Recorded data
□ □ □ □ □

Issue #3705, opened 2026-06-15
[Epic #3674] Fork KiCanvas + add KiCad-10 board-format support; vendor patched build


rjwalters:
## Goal

Make the interactive PCB viewer actually render our **KiCad-10** boards by forking KiCanvas (`theacodes/kicanvas`, MIT, actively maintained) and adding KiCad-10 board-format support, then vendoring the patched build into the site and submitting the change upstream.

## Background (from research)

- Our `.kicad_pcb` files are `(version 20260206)` (KiCad-10 format). KiCanvas's board parser has no definitions for these tokens: `tenting`, `covering`, `plugging`, `capping`, `filling` (pad/via tenting + soldermask), `duplicate_pad_numbers_are_jumpers` (footprint flag).
- The parser warns-and-skips unknown tokens and continues, so the missing defs alone don't abort — **the viewer hang is a downstream RENDER failure on the partially-parsed board.** Adding token defs is necessary but likely not sufficient; the actual render crash must be reproduced and fixed.
- Upstream is maintained (last commit ~2026-04-28) and merges community PRs; issue #186 reports KiCad-10 boards "none of them load." No fork is ahead of `main`.

## Plan

1. **Recon**: fork + clone `theacodes/kicanvas`; understand its build (it ships an unversioned `kicanvas.js` ESM bundle), the board parser (`src/kicad/board.ts`) + types, and reproduce the render failure with one of our KiCad-10 boards.
2. **Patch**: add the KiCad-10 board tokens to the parser/types; fix the downstream render failure.
3. **Verify headlessly**: a Playwright / headless-Chromium screenshot test that loads our `board.kicad_pcb` in the patched build and asserts the viewer canvas has rendered content (not blank / not stuck on spinner). This makes the fix verifiable without manual browser checks each iteration.
4. **Vendor**: rebuild and replace `site/public/vendor/kicanvas.js` with the patched build (kicad-tools change).
5. **Upstream**: open a PR to `theacodes/kicanvas` with the board-token support + render fix.

## Acceptance Criteria

- [ ] A KiCad-10 board (`version 20260206`) renders in the patched KiCanvas, verified by a headless-browser screenshot (non-blank canvas, recognizable board).
- [ ] The patched `kicanvas.js` is vendored into the site; the live detail page shows the interactive board (final confirmation in a real browser by the user).
- [ ] An upstream PR is opened against `theacodes/kicanvas`.
[...]

Issue #3691, opened 2026-06-15
[Epic #3674] PCB viewer polish — loading states, mobile, gallery affordance


rjwalters:
**Epic**: #3674 - kicad-tools.org demo board gallery website
**Phase**: 4 of 4
**Phase Goal**: Embedded interactive board exploration beyond static images.

## Description

Polish the interactive PCB viewer added in the sibling Phase 4 issue (#3690) and surface it from the gallery index.

Work:
1. **Loading state** — the WASM viewer can take a moment to initialize; show a loading indicator (and keep the static render visible until the viewer is ready) so the page never looks broken/blank.
2. **Error/fallback robustness** — if the viewer script fails to load or the `.kicad_pcb` fails to parse, fall back to the static render gallery without a console-breaking error or empty box.
3. **Mobile responsiveness** — the viewer must be usable on touch (pan/zoom), sized sensibly on narrow viewports, and must not trap page scroll.
4. **Gallery affordance** — on the index cards (`site/src/components/BoardCard.astro`), add a clear, subtle indicator that a board has an interactive view available (e.g. a small badge/icon), linking to its detail page. Boards without a `.kicad_pcb` should not show the indicator.

Out of scope: the core viewer embedding itself (#3690).

## Acceptance Criteria

- [ ] A loading state is shown while the viewer initializes; the static render stays visible until it's ready.
- [ ] Viewer load/parse failure degrades gracefully to the static renders (no blank box, no uncaught errors).
- [ ] The viewer is usable and correctly sized on mobile (touch pan/zoom; no scroll-trap).
- [ ] Index cards indicate when an interactive view is available and link to it; boards without a PCB omit the indicator.
- [ ] `npm --prefix site run build` succeeds; no generated artifacts committed.

## Dependencies

Part of Epic #3674, Phase 4. **Depends on the viewer-embed issue (#3690).**

rjwalters:
## Curator Enhancement

Curating this issue per user request. The core viewer embed from #3690 is merged to `main`; this issue covers the four remaining polish items. All file refs verified against `origin/main`.

---

### Scope Clarification

This issue is purely additive polish on top of #3690. The builder must not touch the `<kicanvas-embed src={pcbHref} controls="full">` declaration itself, the `copy-renders.mjs` PCB-staging logic, or the `hasPcb` build-time detection pattern — those are done. The four deliverables are:

1. **Loading state wrapper** around the existing `<kicanvas-embed>` in `[slug].astro`
[...]

PR #3706, opened 2026-06-15
fix(site): make PCB viewer loading overlay bulletproof against hung spinner

### LINKED ISSUE #3700: [Epic #3674] Investigate PCB viewer console errors + KiCanvas KiCad-10 format compatibility
**Epic**: #3674 - kicad-tools.org demo board gallery website

> **Scope note (updated 2026-06-15):** This issue has been narrowed by owner comment to exactly one deliverable — see comments for full history. Original report preserved below the divider.

## Problem

The interactive PCB viewer on board detail pages (e.g. `/01-voltage-divider/`) shows **"Loading interactive view…" with a spinner indefinitely** in a clean browser. The `~8s timeout` added in #3691 to degrade to the static renders is not visibly firing.

KiCanvas cannot fully parse KiCad-10 format boards (tracked separately in #3705), so its `load` event never fires. The fallback timeout is supposed to detect this and swap the spinner to an error message that points users to the `<RenderGallery>` section below — but in practice the spinner persists.

The minimum acceptable outcome: the viewer MUST NOT show an infinite spinner. It must either render the board OR fall back to the static renders within a bounded time.

## Root Cause (likely)

The inline IIFE in `site/src/pages/[slug].astro` has an early-exit null guard (`if (!embed || !overlay) return`) that executes **before** `window.setTimeout` is registered. If `kicanvas.js` fails to define the `<kicanvas-embed>` custom element (e.g. network error, parse error), `querySelector("kicanvas-embed")` returns `null`, the function returns early, and the timeout is never registered — so the spinner never hides.

Secondary issues:
- `.viewer-loading.viewer-error` CSS only changes `color`; the spinner `animation` is not stopped (no `display: none` guard for the `.viewer-spinner` in error state)
- `showError`'s `innerHTML` assignment has no catch block; a CSP violation would leave the spinner visible even after the timeout fires

## Acceptance Criteria

- [ ] The loading spinner disappears within the timeout window on any board detail page, even if KiCanvas fails to render or fails to load at all
- [ ] After the timeout, the `[data-viewer-overlay]` div is either removed from DOM (success path) or replaced with a legible error message (error path) — no indefinite spinner state is reachable
- [ ] The `window.setTimeout` call is the first statement (or wrapped so it cannot be skipped by any null guard or early return / throw)
- [ ] `showError` has a fallback that hides the overlay even if `innerHTML` throws
- [ ] `.viewer-loading.viewer-error .viewer-spinner` CSS rule sets `display: none` and `animation: none`
- [ ] The `<RenderGallery>` section remains visible and unaffected throughout all viewer states
- [ ] (Optional) Timeout shortened to 4–5s for better UX

## Affected Files

- `site/src/pages/[slug].astro` — inline `<script is:inline>` IIFE and `.viewer-loading.viewer-error` CSS rule; the only file that needs to change

## Test Plan

- [ ] Manual verification: open a board detail page (e.g. `/01-voltage-divider/`) in a clean browser profile (no extensions); confirm spinner disappears within the timeout window and static renders remain visible below
- [ ] Structural: `npm run build` inside `site/`; grep emitted HTML for a board-with-PCB page; confirm `[data-viewer-overlay]` div and `window.setTimeout` are present and the timeout is not positioned after any early `return`
- [ ] Code review: `window.setTimeout` is registered before any `if (!x) return` statement (Fix A)
- [ ] Code review: `showError` catches DOM/CSP errors and calls `overlay.style.display = 'none'` as last-resort (Fix B)
- [ ] Code review: CSS `.viewer-loading.viewer-error .viewer-spinner { display: none; animation: none }` rule present (Fix C)
- [ ] Regression: in a board where KiCanvas does render successfully, the overlay is removed promptly on the `load` event (not held until the timeout)

---

## Original Report (preserved)

On https://kicad-tools.org/01-voltage-divider/ the browser console shows a wall of messages while the embedded KiCanvas PCB viewer loads. Triage below — only item (1) is our code.

### 1. KiCanvas does not recognize KiCad-10 board-format tokens (investigated — separate fix in #3705)
KiCanvas logs many `kicanvas:parser: No definition found for element ...` warnings for tokens present in our `board.kicad_pcb` files (served `(version 20260206)`, generator `pcbnew`, i.e. a current KiCad-10 format). The vendored `site/public/vendor/kicanvas.js` predates this format version.

### 2. `navigator.credentials is undefined` TypeError — CONFIRMED non-issue
Confirmed browser extension in private browsing. Not our code.

### 3. Cloudflare Web Analytics beacon failure — CONFIRMED non-issue
Cloudflare auto-injection; harmless to site function.

rjwalters:
## Summary

The interactive PCB viewer detail page could display an indefinite "Loading interactive view…" spinner when KiCanvas failed to render the KiCad-10 board (its `load` event never fires). The fallback added in #3691 was defeated because the inline overlay script could return early on a null guard — or throw — **before** its `setTimeout` ever registered, so the spinner had no path to be hidden.

This makes the overlay bulletproof: the spinner is now always removed within a bounded time, regardless of KiCanvas state, CSP, or any script error, and the page degrades to the static `<RenderGallery>` (which stays on the page throughout).

Scope is limited to the overlay inline script and its CSS in `site/src/pages/[slug].astro`. The actual KiCanvas KiCad-10 rendering fix is tracked separately in #3705. The KiCanvas embed and render gallery are untouched.

## Changes

- **Register the hard timeout FIRST** (STEP 1), before any null-guard / early return / KiCanvas interaction. `overlay` is captured at the top via `document.querySelector(...)` (which cannot throw for a valid selector — returns `null` at worst), so the fallback always schedules.
- **Wrap the success-path setup in try/catch** (STEP 2). A thrown error (CSP blocking `innerHTML`, `<kicanvas-embed>` custom element undefined, etc.) can no longer prevent the timeout from firing. The early `return`s now live inside this try block, after the timeout is registered.
- **Timeout unconditionally hides the overlay.** `showError()` is `settled`-guarded and wrapped in try/catch: if the `innerHTML` swap throws, it falls back to `overlay.style.display = "none"` and `overlay.remove()`, so no spinner can persist.
- **CSS safety net:** added `.viewer-loading.viewer-error .viewer-spinner { display: none; animation: none; }` so the spin stops even if the DOM mutation is intercepted (e.g. by an extension's MutationObserver). Zero runtime cost.
- **Shortened the fallback from 8s to 6s** (assets are same-origin `/vendor/kicanvas.js`) and updated the fallback note to "Interactive view unavailable — see the renders below," pointing users at the static renders.

| Timeout registers FIRST, before any early return/null guard | ✅ | Extracted the inline script from built `dist/01-voltage-divider/index.html`: `setTimeout(..., 6000)` (STEP 1) precedes the `try` block; the only `return`s are inside that try, after the timeout. |
| Overlay logic wrapped in try/catch | ✅ | STEP 2 success-path setup is fully inside `try { ... } catch (e) {}`; `showError` has its own inner try/catch. |
| Timeout unconditionally HIDES the overlay (not just text swap) | ✅ | `showError` falls back to `display:none` + `remove()` on any throw; fallback note replaces spinner text and points at the static renders. |
| CSS stops the spinner in error/hidden state | ✅ | `.viewer-error .viewer-spinner{display:none;animation:none}` present in built `dist/_astro/_slug_.*.css`. |
| Shorter timeout (~6s) since assets are same-origin | ✅ | Timeout reduced from 8000ms to 6000ms. |
| Scope: overlay script + CSS in `[slug].astro` only | ✅ | `git diff --stat` shows 1 file changed (`site/src/pages/[slug].astro`). No artifacts committed. |
| `npm --prefix site run build` succeeds | ✅ | 10 pages built, "Complete!". |
| `npm --prefix site test` green | ✅ | 15/15 tests passed. |
| `npm --prefix site run check` clean | ✅ | `astro check`: 0 errors, 0 warnings (98 hints, all pre-existing on vendored `kicanvas.js` + the existing astro 4000 hint at line 184). |

## Test Plan

**Verified headlessly:**
- Built the site and extracted the emitted inline script from `dist/01-voltage-divider/index.html` — confirmed the `[data-viewer-overlay]` div is present and `setTimeout(..., 6000)` is registered before any `return`.
- Confirmed the CSS error rule is present in the built stylesheet.
- Reasoned through every exit path: (a) overlay null → timeout's `showError` early-returns harmlessly, nothing to hide; (b) placeholder/embed null → early return is inside try, timeout already scheduled → fires and hides; (c) `innerHTML` throws → catch hides via `display:none`+`remove()`; (d) thrown error in setup → outer catch, timeout still fires; (e) success → `load` event or MutationObserver removes overlay before the 6s timeout (which then no-ops via `settled`). No path leaves a hung spinner.
- `npm --prefix site run build`, `npm --prefix site test`, and `npm --prefix site run check` all pass.

**Needs a real-browser check (cannot be done headlessly here — no DOM/KiCanvas runtime):**
- Open a board detail page in a clean browser profile; confirm the spinner disappears within ~6s and is replaced by the fallback note while the static renders remain visible.
- Regression: on a board where KiCanvas does render, confirm the overlay is removed on the `load` event (not after the timeout).
- Optional CSP test: add a restrictive `<meta http-equiv="Content-Security-Policy">` and confirm the catch-block `display:none` path hides the overlay.

Closes #3700

### DIFF
--- a/site/src/pages/[slug].astro
+++ b/site/src/pages/[slug].astro
@@ -231,18 +231,22 @@ if (board.manifest_generated_at !== undefined) {
               <Fragment>
                 <kicanvas-embed src={pcbHref} controls="full" class="pcb-viewer" />
                 {/*
-                  Phase 4 polish (#3691): loading + error overlay.
+                  Phase 4 polish (#3691) + viewer-load fix (#3700): loading +
+                  error overlay.
 
-                  KiCanvas reflects boolean `loading`/`loaded` attributes on the
-                  <kicanvas-embed> host and dispatches a native CustomEvent("load")
-                  once the PCB renders. It dispatches NO error event, so the inline
-                  script below uses an ~8s timeout: if `loaded` never appears (slow
-                  fetch, parse failure, blocked/failed script), the overlay swaps to
-                  an error message that points users to the static renders above.
+                  KiCanvas signals completion via a JS PROPERTY `embed.loaded`
+                  (set true once the PCB has parsed + rendered). It does NOT
+                  reflect a `loaded` attribute and dispatches NO "load" or error
+                  event on the <kicanvas-embed> host — so the inline script below
+                  POLLS `embed.loaded` and removes the overlay (revealing the
+                  board) as soon as it is true. A hard ~8s timeout is registered
+                  first as a safety net: on timeout it reveals the board if it
+                  loaded, otherwise it swaps to an error note pointing at the
+                  static renders.
 
-                  The overlay starts visible and is removed on the "load" event;
-                  the static <RenderGallery> stays on the page the whole time, so a
-                  failed viewer never leaves a blank box.
+                  The overlay starts visible; the static <RenderGallery> stays on
+                  the page the whole time, so a failed viewer never leaves a blank
+                  box and the spinner can never hang indefinitely.
                 */}
                 <div class="viewer-loading" data-viewer-overlay role="status" aria-live="polite">
                   <span class="viewer-spinner" aria-hidden="true" />
@@ -275,21 +279,36 @@ if (board.manifest_generated_at !== undefined) {
     "#pcb-viewer-placeholder [data-viewer-overlay]"
   );
 
+  var embed = null;
   var settled = false;
-  var hideOverlay = function () {
-    if (settled || !overlay) {
-      settled = true;
-      return;
+  var pollTimer = null;
+  var stopPolling = function () {
+    if (pollTimer) {
+      window.clearInterval(pollTimer);
+      pollTimer = null;
     }
+  };
+  // KiCanvas signals completion via a JS PROPERTY \`embed.loaded\` (set true once
+  // the board has parsed + rendered). It does NOT reflect a "loaded" attribute
+  // and dispatches no "load" event on the <kicanvas-embed> host, so we must
+  // read the property — earlier attribute/event checks never fired, which is
+  // why the spinner hung over an already-rendered board.
+  var isLoaded = function () {
+    return !!(embed && embed.loaded);
+  };
+  var hideOverlay = function () {
+    if (settled) return;
     settled = true;
-    if (overlay.parentNode) overlay.remove();
+    stopPolling();
+    try {
+      if (overlay && overlay.parentNode) overlay.remove();
+    } catch (e) {}
   };
   var showError = function () {
-    if (settled || !overlay) {
-      settled = true;
-      return;
-    }
+    if (settled) return;
     settled = true;
+    stopPolling();
+    if (!overlay) return;
     try {
       overlay.classList.add("viewer-error");
       overlay.innerHTML =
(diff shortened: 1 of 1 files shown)


rjwalters:
**Approved (orchestrator review).** Updated to the real fix: KiCanvas signals completion via the JS property `embed.loaded` (not a reflected attribute or a host `load` event — verified in the KiCanvas source), so the overlay now polls `embed.loaded` and reveals the board; the hard timeout reveals-if-loaded else falls back to the static renders. Build green (10 pages), 15/15 tests, built JS confirmed to poll `embed.loaded`. Headless screenshot (fork agent) confirmed the board renders, so this should reveal a working viewer, not just stop the spinner.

□ □ □ □ □

*Task prompt*
Report each line of the data that includes the string "Optional".

*Task response*
- [ ] (Optional) Timeout shortened to 4–5s for better UX
- Optional CSP test: add a restrictive `<meta http-equiv="Content-Security-Policy">` and confirm the catch-block `display:none` path hides the overlay.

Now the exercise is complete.